The blooms were true blue, the color of periwinkle and heartbreak.

They were sprawled against the brick, ungainly and beautiful in a way that made her heart lurch.

Something in their imperfect, persistent bloom spoke to her.

A silent echo of her own contradictions, her own fight to be seen on her own terms.

She stepped forward, inspecting the petals. “I did not think blue roses possible.”

“They are not,” he said, voice gone quieter. “These are the result of years of cross-breeding and disappointment. They call it Winfield’s Folly.”

She looked up at him, something in his tone drawing her attention. He watched the roses with a peculiar mixture of pride and regret, as though they were a testament to failed ambition.

“Why show me this?” she asked.

Crispin shrugged, hands in his pockets. “It is beautiful, but everyone walks past it. They prefer perfect ones.
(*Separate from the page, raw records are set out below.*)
PR #118, opened 2020-07-01
[SOFT-209] sense_mcp3427 solar module

copperium:
This is a general sense module for all sensing from MCP3427s. It therefore supersedes `sense_current`, which I deleted. Also added a config for `sense_mcp3427` in `solar_config`. Since it depends on the number of MPPTs there are (5 or 6), there's now a function in `solar_config` for getting the correct config for the board type.


projects/solar/test/test_sense_mcp3427.c
```diff
@@ -0,0 +1,339 @@
...
+  { I2C_PORT_2, MCP3427_PIN_STATE_LOW, MCP3427_PIN_STATE_FLOAT },
+  { I2C_PORT_2, MCP3427_PIN_STATE_LOW, MCP3427_PIN_STATE_HIGH },
+  { I2C_PORT_2, MCP3427_PIN_STATE_FLOAT, MCP3427_PIN_STATE_LOW },
+  { I2C_PORT_2, MCP3427_PIN_STATE_FLOAT, MCP3427_PIN_STATE_HIGH },
+  { I2C_PORT_2, MCP3427_PIN_STATE_HIGH, MCP3427_PIN_STATE_LOW },
+  { I2C_PORT_2, MCP3427_PIN_STATE_HIGH, MCP3427_PIN_STATE_FLOAT },
+  { I2C_PORT_2, MCP3427_PIN_STATE_HIGH, MCP3427_PIN_STATE_HIGH },
+};
+
+// Helper function to get SenseMcp3427Settings that cover the max number of MCP3427s
```
GeraldNDA, line 65: I like the verbosity of this, but I think a simple nested for (and remove the wanted cases) would've been alot simpler ...

projects/solar/test/test_sense_mcp3427.c
```diff
@@ -0,0 +1,339 @@
...
+static void prv_get_max_mcp3427s_settings(SenseMcp3427Settings *settings) {
+  for (uint8_t i = 0; i < MAX_SOLAR_MCP3427; i++) {
+    settings->mcp3427s[i].mcp3427_settings = s_test_mcp3427_settings;
+    settings->mcp3427s[i].mcp3427_settings.port = s_mcp3427_address_combos[i].port;
+    settings->mcp3427s[i].mcp3427_settings.addr_pin_0 = s_mcp3427_address_combos[i].addr_pin_0;
+    settings->mcp3427s[i].mcp3427_settings.addr_pin_1 = s_mcp3427_address_combos[i].addr_pin_1;
+    settings->mcp3427s[i].data_point = TEST_DATA_POINT + i;
+  }
+  settings->num_mcp3427s = MAX_SOLAR_MCP3427;
```
GeraldNDA, line 74: Also there's nothing about that list that enforces this?

copperium:
@g-jessmuir - would like your opinion on the merits of extracting the callbacks from the MCP3427 settings in the mocked `mcp3427_start` in test_sense_mcp3427 versus mocking `mcp3427_register_callback` and `mcp3427_register_fault_callback`. Extracting the callbacks from `mcp3427_start` got rid of two mocks and the tests rely less on the implementation details of `sense_mcp3427`, but we have to rely on the structure of the internal `Mcp3427Storage` to retrieve the callbacks and contexts.

g-jessmuir:
> @g-jessmuir - would like your opinion on the merits of extracting the callbacks from the MCP3427 settings in the mocked `mcp3427_start` in test_sense_mcp3427 versus mocking `mcp3427_register_callback` and `mcp3427_register_fault_callback`. Extracting the callbacks from `mcp3427_start` got rid of two mocks and the tests rely less on the implementation details of `sense_mcp3427`, but we have to rely on the structure of the internal `Mcp3427Storage` to retrieve the callbacks and contexts.

I think pulling from `mcp3427_start` is fine. The storage is public anyways so it doesn't seem like a huge deal.

projects/solar/src/sense_mcp3427.c
```diff
@@ -0,0 +1,84 @@
...
+#define SENSE_MCP3427_CHANNEL MCP3427_CHANNEL_1
+
+static uint8_t s_num_mcp3427s;
+static Mcp3427Storage s_mcp3427_storages[MAX_SOLAR_MCP3427];
+static DataPoint s_mcp3427_data_points[MAX_SOLAR_MCP3427];
+static uint8_t s_indices[MAX_SOLAR_MCP3427];  // for contexts
+
+static int16_t s_values[MAX_SOLAR_MCP3427];
+static bool s_has_value[MAX_SOLAR_MCP3427];
+static uint8_t s_consecutive_faults[MAX_SOLAR_MCP3427];
```
GeraldNDA, line 22: This was probably here the last time I looked at it, but didn't realize. This is normally handled by having a big struct. And then pass the pointer to the correct struct instead of passing around the index.

projects/solar/src/sense_mcp3427.c
```diff
@@ -0,0 +1,84 @@
+#include "sense_mcp3427.h"
+#include "data_store.h"
```
GeraldNDA, line 2: nit: I guess the section thing isn't that strictly enforced lol, my b

projects/solar/test/test_sense_mcp3427.c
```diff
@@ -0,0 +1,327 @@
...
+  // start the MCP3427 cycles
+  TEST_ASSERT_OK(sense_mcp3427_start());
+  TEST_ASSERT_EQUAL(1, s_times_mcp3427_start_called);
+  data_store_get_is_set(TEST_DATA_POINT, &is_set);
+  TEST_ASSERT_EQUAL(false, is_set);  // not setting data yet
+
+  // make sure we received the various callbacks
+  TEST_ASSERT_NOT_NULL(s_sense_callbacks[0]);
+  TEST_ASSERT_NOT_NULL(s_mcp3427_callbacks[0]);
+  TEST_ASSERT_NOT_NULL(s_mcp3427_fault_callbacks[0]);
```
GeraldNDA, line 138: IMO Move these checks into the mocked callback. You shouldn't be setting any nulls there I believe.

projects/solar/src/sense_mcp3427.c
copperium: Ah whoops, I think the section thing was decided after this was written and I forgot to update it, my bad.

But I find the broken ones far more compelling.”

She blinked. “That is either very profound or very pitiful, Lord Oakford.”

“Possibly both,” he said, and for a heartbeat, she wondered if he was speaking of more than roses.

Clara reached out, touching one of the blue blossoms. A thorn caught on her glove and pricked her finger clean through. Blood beaded instantly, vivid as the roses behind her.

She cursed a low, unladylike word. Before she could so much as inspect the damage, Crispin was at her side, a handkerchief already in hand. He wrapped her finger with quick, competent movements, his touch so gentle that it startled her more than the prick itself.

“There,” he said, knotting the cloth with deft fingers. She looked down. The linen square was pale and finely embroidered with a devil’s head monogram in the corner.

“I did not think you capable of first aid,” she said, distracted by the warmth of his hand around hers.

He did not let go. “You would be surprised what I am capable of.”

She met his gaze, blue on blue. Crispin’s hand lingered around hers, thumb tracing a circle just above the pulse in her wrist.

Her breath turned shallow. “You can release me, Lord Oakford. I am not in mortal peril.”

He did not move. “Perhaps I prefer to keep you in suspense.”

Her cheeks flushed. She pulled her hand free, but the gesture was more symbolic than forceful.

They stood in silence, the pause thick and lush as the garden itself.

Crispin tucked the stained handkerchief into his pocket. “You are welcome,” he said, tone mild, as though she were a recalcitrant child he had just saved from a scraped knee.

“I am hardly in your debt,” she replied, but the words rang hollow. Something in her had shifted, a degree or two off axis. She hated him for it, and yet, wanted nothing more than to see what else he might do to unsettle her world.

What the devil was wrong with her?

She stepped back, hands folded tight at her waist. “Thank you. For the assistance.”

“My pleasure, Lady Clara.”

She turned then and began retracing the path back toward the crowd.